Shortly after, Paul Krugman noted in his New Trade Theory the importance of economies of scale. Because of previous production and aggregated capital, an area can specialize somewhat arbitrarily. In north Georgia (US), the city of Dalton proudly calls itself "the Carpet Capital of the World" while Gilroy in California is called "the Garlic Capital of the World." There may be nothing particular beneficial in Gilroy for the production of garlic, but when one or two firms open up, a cascade may begin driving garlic-related production supplies and information technology to the town. This specialization is based on the fact that these developments of locational economies of scale provide for more efficient vertical integration.
Now it's a common lament among opponents of free trade treaties that these treaties do not open up markets to utterly unique products. The Vice-president of the Costa Rican Legislature, faced with the enterprise of a free trade treaty with Colombia complained that the two nations produce "competitive" and not "complementary" goods. The reason that this rationale is fallacious is that the principal goal of trade liberalization not simply to exchange different products, but to take advantage of economies of scale after the two countries have specialized. Obviously one must add that competition is not typically thought as something bad if we keep the consumer in mind. For the same reason, even if two countries have similar characteristics, it would be even better if then were to produce different goods to enjoy the economies of scale realized when the production of one item is aggregated in one place.
Of course there are some issues in international trade that are not merely commercial. Although the division of labor between the United States and Cuba would benefit both nations, for various political reasons the Cuban embargo has been American policy for several decades. The Department of State continues to say that this trade barrier will remain in place due to the past expropriation of the property of Americans on Cuban soil.
Similarly, there has always been a tendency to want to reduce one's nation's "dependence" on foreign goods, most recently Middleeastern petroleum. The Obama administration has been quite proud of its initiatives aimed at reducing said dependence by incentivizing domestic production. This domestic production stimulus contradicts the recommendations of Ricardo and the others, because it can be said to create redundant and inefficient economies. Nevertheless it could be in some of these cases, it is better to abstain from international trade if such trade might pose a social or political threat.

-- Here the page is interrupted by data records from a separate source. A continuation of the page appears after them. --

PR #1857, opened 2026-07-20
feat: A_SystemNetworkParameter_Read & A_SystemNetworkParameter_Response

### LINKED ISSUE #1021: A_ADC_Response-PDU or A_SystemNetworkParameter_* not parsed correctly
**Description of problem:**
A_ADC_Response-PDU or A_SystemNetworkParameter_* not parsed correctly.

This was received via a tunnelling connection with an unrelated interface once when first installing a new KNX IP Secure Router to the system. 
I failed to reproduce the exception after that. It probably resulted from a system broadcast message.

- [x] using xknx standalone

**Version information:**
- xknx release with the issue: 1.0.0

```py
  File "/usr/local/lib/python3.10/asyncio/events.py", line 80, in _run
    self._context.run(self._callback, *self._args)
  File "/usr/local/lib/python3.10/asyncio/selector_events.py", line 1027, in _read_ready
    self._protocol.datagram_received(data, addr)
  File "/usr/local/lib/python3.10/site-packages/xknx/io/transport/udp_transport.py", line 49, in datagram_received
    self.data_received_callback(data, addr)
  File "/usr/local/lib/python3.10/site-packages/xknx/io/transport/udp_transport.py", line 82, in data_received_callback
    knxipframe.from_knx(raw)
  File "/usr/local/lib/python3.10/site-packages/xknx/knxip/knxip.py", line 115, in from_knx
    self.init(self.header.service_type_ident).from_knx(
  File "/usr/local/lib/python3.10/site-packages/xknx/knxip/tunnelling_request.py", line 59, in from_knx
    pos += self.cemi.from_knx(raw[pos:])
  File "/usr/local/lib/python3.10/site-packages/xknx/knxip/cemi_frame.py", line 127, in from_knx
    return self.from_knx_data_link_layer(raw)
  File "/usr/local/lib/python3.10/site-packages/xknx/knxip/cemi_frame.py", line 187, in from_knx_data_link_layer
    self.payload.from_knx(apdu)
  File "/usr/local/lib/python3.10/site-packages/xknx/telegram/apci.py", line 472, in from_knx
    channel, self.count, self.value = struct.unpack("!BBH", raw[1:])
struct.error: unpack requires a buffer of 4 bytes
```

kewde:
## Description

This PR adds two APCI's for read and responses for system network parameters.

Fixes #1021 (issue)

## Type of change

## Checklist

### DIFF
--- a/docs/changelog.md
+++ b/docs/changelog.md
@@ -8,6 +8,10 @@ nav_order: 2
 
 # Unreleased changes
 
+### Protocol
+
+- Add A_SystemNetworkParameter_Read and A_SystemNetworkParameter_Response APCI service parsing.
+
 ### DPT
 
 - Add DPT 2 definitions
--- a/test/telegram_tests/apci_test.py
+++ b/test/telegram_tests/apci_test.py
@@ -39,6 +39,7 @@ from xknx.telegram.apci import (
     PropertyValueWrite,
     Restart,
     SystemNetworkParameterRead,
+    SystemNetworkParameterResponse,
     UserManufacturerInfoRead,
     UserManufacturerInfoResponse,
     UserMemoryRead,
@@ -313,7 +314,7 @@ class TestSystemNetworkParameterRead:
             object_type=0, property_id=0, operand=bytes.fromhex("00b001")
         )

Concluding, we have briefly identified the key theoretical reasons and practices behind the division of labor in interpersonal and international levels. Our developed society is a product of the fact that effectively we have divided and shared the work that produces it. And perhaps this world where the interests of all are more and more interconnected due to international trade and the division of labor, we may be living in the most peaceful and productive time in recent centuries.
This essay is a translation from a Spanish original.